The cost to tax payers to fund the NEA equals less than a postage stamp – a small amount to receive a wealth of beauty and empathy – and creates less than one percent of the Federal budget. Such a small amount seems like it should not make a huge difference in balancing the budget and reducing the federal deficit. Some politicians though, mainly in the GOP, believe the government should not be required to fund the arts and that private funding and the free market are good enough to subsidize art.

Yet The Boston Globe’s Renée Loth pointed out that relying solely on private funding only allows people to read and view “the most popular or commercial work .” Art that challenges and breaks new ground struggles to find exposure, and community programs in cities and rural towns lose financial support not beholden to shareholders or the limited tastes of one corporate individual.

“. . . [L]et’s be clear about one thing: [the NEA’s elimination] would have a devastating impact on Chicago’s arts and culture scene,” Kelly said.

It would also decimate America’s artistic voices coming from marginalized communities. The NEA champions America’s diversity. Community-arts organizations and arts-education programs also serve and address underrepresented communities. This year the organization 3Arts, which provides residency fellowships for disabled artists among its programs, the Chicago Hip-Hop Day Festival, and Project STEP in Boston that teaches classical string music to children of racial and ethnic minorities received NEA grants.

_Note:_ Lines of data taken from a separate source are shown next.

PR #4247, opened 2019-11-25
Criteria yml upload: better warning messages

mishaschwartz:
- make it clear that grades will be deleted when uploading a yml file after marking has already started
- make sure the total mark is updated for all results after deleting marks

### DIFF
--- a/config/locales/views/assignments/en.yml
+++ b/config/locales/views/assignments/en.yml
@@ -3,6 +3,7 @@ en:
     due_date:
       final_due_date_passed: "The deadline, including late or grace periods, has passed."
       marking_started_warning: "Marking has already started for this assignment."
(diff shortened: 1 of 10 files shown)


config/locales/views/assignments/en.yml
```diff
@@ -3,6 +3,7 @@ en:
     due_date:
       final_due_date_passed: "The deadline, including late or grace periods, has passed."
       marking_started_warning: "Marking has already started for this assignment."
+      marking_overwrite_warning: "<strong>Any previous grading work will be lost.</strong>"
```
david-yz-liu: @mishaschwartz sorry I forgot about this PR. Everything looks good, but for this string can you use the suffix `_html` for the key? When you do this, you won't need to use `.html_safe` to render the string (https://guides.rubyonrails.org/i18n.html#using-safe-html-translations).

PR #4251, opened 2019-12-01
Don't override native text range selection keybindings

Xyene:
Oftentimes while marking, I'll select some code to annotate by double-clicking a token, which might select more (or less) text on the right end than I wanted to, at which point I'll instinctively type Shift+Left/Right to adjust my range selection.

Currently, Shift+Left/Right are rebound to go to the previous/next submissions, which is frustrating (muscle memory makes it so that this happens almost every submission, at least once).

This PR proposes disabling the Shift-modifier submission-navigation keybindings if there is currently an active range selection, so that existing workflows are (hopefully) not affected.

### DIFF
--- a/app/assets/javascripts/Results/keybinding.js
+++ b/app/assets/javascripts/Results/keybinding.js
@@ -3,14 +3,23 @@ Mousetrap.bind('?', function() {
   modal_help.open();
 });
 
+function is_text_selected() {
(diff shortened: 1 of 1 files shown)


david-yz-liu:
@Xyene that's awesome, thanks for contributing this. Do you mind if I add your name to the contributors list?

Xyene:
@david-yz-liu sure, that's fine 😄

PR #4273, opened 2019-12-03
ui: vertically align flash dismiss button

Xyene:
This PR proposes a minor UI tweak to the alignment of the flash dismissal button.

Before:
image

After:
image


Xyene:
Whoops, doesn't actually work in not-Chrome.

PR #4274, opened 2019-12-03
Assignment create/update bugfix

mishaschwartz:
- the repo folder for a peer review assignment is set in the `Assignment.create_peer_review_assignment_if_not_exist` method and so should not be updated by this form.

- Update methods for checking if an attribute was changed after save (as of Rails 5.2). See this table (https://github.com/rails/rails/pull/25337#issuecomment-225166796) for reference.

### DIFF
--- a/app/controllers/assignments_controller.rb
+++ b/app/controllers/assignments_controller.rb
@@ -655,14 +655,12 @@ class AssignmentsController < ApplicationController
   def process_assignment_form(assignment)
     num_files_before = assignment.assignment_files.length
     assignment.assign_attributes(assignment_params)
-    assignment.repository_folder = assignment_params[:short_identifier]
-    new_required_files = assignment.only_required_files_changed? ||
-                         assignment.is_hidden_changed? ||
-                         assignment.assignment_files.any? { |file| file.changed? }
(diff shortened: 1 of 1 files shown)


app/controllers/assignments_controller.rb
```diff
@@ -655,14 +655,12 @@ def get_file_info(file_name, file, assignment_id, path)
...
-    assignment.repository_folder = assignment_params[:short_identifier]
-    new_required_files = assignment.only_required_files_changed? ||
-                         assignment.is_hidden_changed? ||
-                         assignment.assignment_files.any? { |file| file.changed? }
+    assignment.repository_folder = assignment_params[:short_identifier] unless assignment.is_peer_review?
     assignment.save!
-    new_required_files = new_required_files ||
+    new_required_files = assignment.saved_change_to_only_required_files? ||
+                         assignment.saved_change_to_is_hidden? ||
+                         assignment.assignment_files.any?(&:changed?) ||
```
david-yz-liu: Doesn't `changed?` need to be renamed as well?

mishaschwartz: good catch, I thought I had updated that one as well.

PR #4322, opened 2020-01-13
docker: Make data/dev a separate docker volume.

david-yz-liu:


mishaschwartz:
1. This seems to make the `data/dev/repos` subdirectory unwritable from within the docker container.
I believe this is actually the intended consequence but I'm investigating further.
2. Is there a reason why we need a separate volume for this subdir (the entire `app` directory is a volume/bind mount already and we don't need to share this volume with other containers as far as I can tell)?

mishaschwartz:
Ok I believe the initial issue I was having was more to do with my docker setup than any issue with your changes itself.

Just a few years ago, the NEA awarded an individual fellowship to Lin-Manuel Miranda. This helped him write Hamilton, the sea-changing Tony Award and Pulitzer Prize-winning musical that featured racial-minorities in the roles of Founding Fathers Alexander Hamilton, Thomas Jefferson, Aaron Burr, and George Washington.

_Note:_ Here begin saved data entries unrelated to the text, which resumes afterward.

PR #4326, opened 2020-01-16
Notes policy

ANUSHIYAPRIYA:
1. Created new policy called NotePolicy to manage user permissions in notes controller
2. Added new test file for note_policy.rb.
3. Made notes_dialog a collection method from member method. previously it was passing the note_id for an assignment, so now changed the note_id into assignment_id. Because an assignment can have multiple notes.

### DIFF
--- a/app/controllers/notes_controller.rb
+++ b/app/controllers/notes_controller.rb
@@ -1,12 +1,17 @@
 class NotesController < ApplicationController
-  before_action :authorize_for_ta_and_admin
-  before_action :ensure_can_modify, only: [:edit, :update]
-
+  before_action do |_|
+    if params[:id].nil?
+      authorize! with: NotePolicy
+    else
+      note = Note.find(params[:id])
+      authorize! note, with: NotePolicy
+    end
+  end
   responders :flash, :collection
 
   # TODO this method needs explaining ! What is return_id ?
   def notes_dialog
-    @return_id = params[:id]
+    @return_id = params[:assignment_id]
     @cls = params[:noteable_type]
     @noteable = Kernel.const_get(@cls).find_by_id(params[:noteable_id])
     @cont = params[:controller_to]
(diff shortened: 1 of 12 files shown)


app/policies/note_policy.rb
```diff
@@ -0,0 +1,19 @@
+class NotePolicy < ApplicationPolicy
+  default_rule :manage?
+
+  def manage?
+    user.ta? || user.admin?
+  end
+
+  def ensure_can_modify?
```
david-yz-liu: Rename this to `modify?`

app/policies/note_policy.rb
```diff
@@ -0,0 +1,19 @@
...
+    user.admin? || user.id == record.creator_id
+  end
+
+  def edit?
```
david-yz-liu: Why don't you use aliasing here for `edit?` and `update?`

app/controllers/notes_controller.rb
```diff
@@ -106,11 +113,12 @@ def update
...
-    if @note.user_can_modify?(current_user)
+    begin
+      authorize! @note, to: :ensure_can_modify?
       @note.destroy
-      respond_with @note
-    else
-      flash_message(:error, I18n.t('notes.delete.error_permissions'))
+      respond_with(@note)
+    rescue ActionPolicy::Unauthorized
+      flash_now(:error, t('action_policy.policy.note.ensure_can_modify?'))
```
mishaschwartz: Can we use the actual error message here. This will make things easier if we decide to change the error message in the future.

app/controllers/notes_controller.rb
```diff
@@ -1,12 +1,17 @@
 class NotesController < ApplicationController
-  before_action :authorize_for_ta_and_admin
-  before_action :ensure_can_modify, only: [:edit, :update]
-
+  before_action do |_|
+    if params[:id].nil?
+      authorize! with: NotePolicy
```
david-yz-liu: Can you and Misha check if you and just do `authorize!` without the `with: NotePolicy` part (I think this should be looked up automatically).

PR #4328, opened 2020-01-17
Added GroupPolicy for groups_controller

ANUSHIYAPRIYA:
1. Added group policy to manage user permissions in groups_controller
2. Added test file for group_policy.rb


app/controllers/groups_controller.rb
```diff
@@ -3,24 +3,7 @@
...
-  before_action      :authorize_for_student,
-                     only: [:create,
-                            :destroy,
-                            :delete_rejected,
-                            :disinvite_member,
-                            :invite_member,
-                            :accept_invitation,
-                            :decline_invitation]
-
+  before_action { authorize! with: GroupPolicy }
```
david-yz-liu: @ANUSHIYAPRIYA the only comment I have is to just do `authorize!` here.

PR #4330, opened 2020-01-21
Edit levels

ashih2018:
Was able to fix bug with multiple levels of one instance showing up. Currently working on having levels save with nested attributes as the current error that occurs is 'unpermitted parameter :level'.
Also changed self.levels.build to self.levels.create in rubric_criterion.rb as it allows the level to be saved (as far as I know, build is an alias to new, other than slight changes but we want to use create in this case).

### DIFF
--- a/app/controllers/criteria_controller.rb
+++ b/app/controllers/criteria_controller.rb
@@ -36,7 +36,6 @@ class CriteriaController < ApplicationController
       @criterion.set_default_levels if params[:criterion_type] == 'RubricCriterion'
       flash_now(:success, t('flash.actions.create.success',
                             resource_name: criterion_class.model_name.human))
-      @criterion
     else
       @criterion.errors.full_messages.each do |message|
         flash_message(:error, message)
--- a/app/controllers/criteria_controller.rb
+++ b/app/controllers/criteria_controller.rb
@@ -74,7 +74,6 @@ class CriteriaController < ApplicationController
       return
     end
     if criterion_type == 'RubricCriterion'
-      byebug
       properly_updated = @criterion.update(rubric_criterion_params.except(:assignment_files))
       unless rubric_criterion_params[:assignment_files].nil?
         assignment_files = AssignmentFile.find(rubric_criterion_params[:assignment_files].select { |id| !id.empty? })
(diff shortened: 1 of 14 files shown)


app/controllers/criteria_controller.rb
```diff
@@ -224,8 +224,16 @@ def rubric_criterion_params
                                              :position,
                                              :ta_visible,
                                              :peer_visible,
+                                             :max_mark,
+                                             levels_attributes: [:id, :name, :mark, :description],
                                              assignment_files: []).to_h.deep_merge(params.require(:rubric_criterion)
-                                                                           .permit(:max_mark).to_h)
+                                                                           .permit(:max_mark,
```
david-yz-liu: Can you try deleting the `to_h` and everything after it on the previous line? I'm not sure this entire section is still necessary.

app/views/rubric_criteria/_rubric_criterion_level.html.erb
```diff
@@ -1,25 +1,25 @@
...
-<div>
-  <%= f.label :mark, Level.human_attribute_name(:mark) + " (#{level.mark}/#{criterion.max_mark})",
-              class: 'required' %>
-  <%= f.number_field :mark, value: "#{level.mark}", step: 0.1%>
-</div>
-<div>
-  <%= f.label :description, Level.human_attribute_name(:description), class: 'description required' %>
-  <%= f.text_area :description, value: "#{level.description}"%>
-</div>
+<% i=0 %>
```
david-yz-liu: This use of an index is okay. In terms of style, always put spaces around `=`, and also put spaces after the `<%`/`<%=` and before the `%>` (you need to fix this throughout this file).

app/views/rubric_criteria/_rubric_criterion_level.html.erb
```diff
@@ -1,25 +1,25 @@
...
+<%= criterion_form.fields_for :levels do |level_form|%>
+  <div class="rubric_level_header bold_inline_label">
```
david-yz-liu: Don't use a separate class `bold_inline_label`. Instead, just add the styles you want in the CSS to `rubric_level_header`.

app/views/rubric_criteria/_rubric_criterion_level.html.erb
```diff
@@ -1,25 +1,25 @@
...
+    Level <%=i%>
```
david-yz-liu: Use `I18n` rather than the literal string "Level".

I am a marginalized artist too. The Chicago Department of Cultural Affairs and Special Events awarded me my first grant a year after my multiple sclerosis diagnosis. Medical bills eat a significant portion of my income.

While I have not applied for an individual NEA literature fellowship, I have benefited from the Illinois Arts Council and the Chicago Department of Cultural Affairs and Special Events. Both entities receive NEA grants to partially fund their own grants to individual local artists.

Without this funding, I would have been unable to purchase writing supplies, attend writing workshops, and travel to The Writer’s Colony at Dairy Hallow in Eureka Springs, Arkansas that had awarded me a month-long fellowship over a decade ago. A short story I further worked on during that residency won a Mary Roberts Rinehart Award from George Mason University and was later published in Fifth Wednesday Journal.

“Art is a nation’s most precious heritage,” President Lyndon B. Johnson declared when he signed the NEA into existence. “For it is in our works of art that we reveal to ourselves and to others the inner vision which guides us as a nation. And where there is no vision, the people perish.”

By fighting for the NEA’s survival through contacting our Congressional representatives and writing letters to our local newspapers, we fight for our survival as a nation. The arts and the NEA do the actual work in making America great again.